Hasegawa-Johnson is a Fellow of the Acoustical Society of America, and a Senior Member of IEEE and ACM.  He is currently Treasurer of ISCA, and Senior Area Editor of the IEEE Transactions on Audio, Speech and Language.  He has published 280 peer-reviewed journal articles and conference papers in the general area of automatic speech analysis, including machine learning models of articulatory and acoustic phonetics, prosody, dysarthria, non-speech acoustic events, audio source separation, and under-resourced languages.
Fabio Bonsginorio (SSSA)
The significant progress we witness in sensors, actuators, materials, Internet of Things, perception and many other areas of Robotics and AI enable a radical redesign of production and distribution processes, in any economic sector, from Industry to Agriculture and Logistics. The more mature changes affecting industry are referred to as 'Digitization of the European Industry' at European level and 'Industry 4.0' in Italy and Germany. The same technologies can be applied to Agriculture leading to the concept of Precision Agriculture or ‘Agriculture 4.0’. The Blockchain, a public ledger whose information is protected by a consensus algorithm, demonstrates the possibility to create a network of robotic devices, and has the ability to solve problems in multi-agent networks. Distributed computing platform such the Ethereum blockchain are already showing opportunity to make robotic applications more responsive, secure and simplified in development. Nevertheless, there are numerous alternative nuances for the development of heterogeneous robotic applications based on the blockchain technologies. Which issues (technical, production, legal), slow down the development and widespread usage of robotic applications based on the blockchain into the real world? Will there be enough scalability and security of decentralized technologies for a large-scale network of CPSs? What new types of applications can be developed based on these technologies? The aim of this talk is to give a deep and hands-on understanding of the opportunities and challenges related to the radical transformation of product and service ecology made possible by the recent concurrent technological advancements in IOT, Machine and Deep Learning, Computer Vision and Object Recognition and the critical role that blockchain technologies can play in the transition to smart society and (post-scarcity?) economy made possible by the massive utilization or robotics and AI systems.

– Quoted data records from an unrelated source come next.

PR #186, opened 2018-08-15
Event toggling snippet

AlexJerabek:
This sample shows how to turn on and off events.

My intention is to make this part of a larger sample once calculation toggling goes online. Hence why there's more code and data here than absolutely necessary.

### DIFF
--- a/samples/excel/89-preview-apis/events-disable-events.yaml
+++ b/samples/excel/89-preview-apis/events-disable-events.yaml
@@ -1,0 +1,166 @@
+id: excel-events-disable-events
+name: Disable Events
+description: Toggle event firing on and off for performance.
+host: EXCEL
+api_set:
+    ExcelAPI: 1.8
+script:
+    content: |+
+        $("#toggleEvents").click(() => tryCatch(toggleEvents));
+        $("#setup").click(() => tryCatch(setup));
+        $("#refreshData").click(() => tryCatch(addOrRefreshData));
+        $("#registerSumChangedHandlers").click(() => tryCatch(registerSumChangedHandlers));
+
+        async function toggleEvents() {
+            await Excel.run(async (context) => {
+                context.runtime.load("enableEvents");
+                await context.sync();
+                const eventBoolean = !context.runtime.enableEvents
+                context.runtime.enableEvents = eventBoolean;
+                if (eventBoolean) {
+                    console.log("Events are currently on.");
+                } else {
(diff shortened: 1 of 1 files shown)


samples/excel/89-preview-apis/events-disable-events.yaml
```diff
@@ -0,0 +1,166 @@
...
+            catch (error) {
+                OfficeHelpers.UI.notify(error);
+                OfficeHelpers.Utilities.log(error);
+            }
+        }
+    language: typescript
+template:
+    content: |-
+        <section class="ms-font-m">
+            <p>This sample shows how to turn on and off events.</p>
```
ElizabethSamuel-MSFT: maybe "turn events on and off" instead

samples/excel/89-preview-apis/events-disable-events.yaml
```diff
@@ -0,0 +1,166 @@
...
+                // Log the address of the sum that changed
+                const range = context.workbook.bindings.getItem(eventArgs.binding.id).getRange();
+                const currentDate = new Date();
+                const cell = range.getCell(1, 0);
+                cell.formulas = [["=TIME(" + currentDate.getHours() + "," + currentDate.getMinutes() + "," + currentDate.getSeconds() + ")"]];
+                await context.sync();
+            });
+        }
+
+        async function setup() {
```
ElizabethSamuel-MSFT: I recommend that you have setup create a new sheet with some appropriate data. Then you don't have to worry about interfering with the user's sheets and the other methods can look for that sheet.

AlexJerabek:
@ElizabethSamuel-MSFT Thanks for the feedback. Updated accordingly.

I also changed what the event handler does to be more obvious when it's on or off.

samples/excel/89-preview-apis/events-disable-events.yaml
```diff
@@ -0,0 +1,177 @@
...
+            });
+        }
+
+        async function onSumChanged(eventArgs: Excel.BindingDataChangedEventArgs) {
+            await Excel.run(async (context) => {
+                const sheet = context.workbook.worksheets.getItem("Sample");
+                const cell = sheet.getRange("P21");
+                 
+                // get the grand total of the whole sum range
+                // note that we are using having this program perform the sum instead of giving the Excel cell a function,
```
ElizabethSamuel-MSFT: Should this start with: // note that we are having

Fabio Bonsignorio is a Visiting Professor at the Biorobotics Institute of the Scuola Superiore Sant’Anna in Pisa. He has been professor at the University Carlos III of Madrid until 2014 ( in 2009 he was awarded there the Santander Chair of Excellence in Robotics). He is founder and CEO of Heron Robots, see www.heronrobots.com. He has been working in the R&D departments of several major companies for more than 20 years. He is currently a member of the Research Board of Directors of SPARC. He has pioneered and introduced the topic of Reproducible Research and Benchmarking in Robotics and AI. He coordinated the EURON Special Interest Group on Good Experimental Methodology and Benchmarking in Robotics, is cochair of the IEEE RAS TC-Pebras. He has been general co-chair of the IEEE RAS 2015 Summer School on Replicable and Measurable Robotics Research. He has been the corresponding editor of the Special Issue on Replicable and Measurable Robotics Research on IEEE Robotics and Automation Magazine, appeared in September 2015. He has designed the Reproducible Articles in IEEE R&A Mag. He has been in the Program Committee of the European Robotics Forum 2017, 2018 and he is for 2019.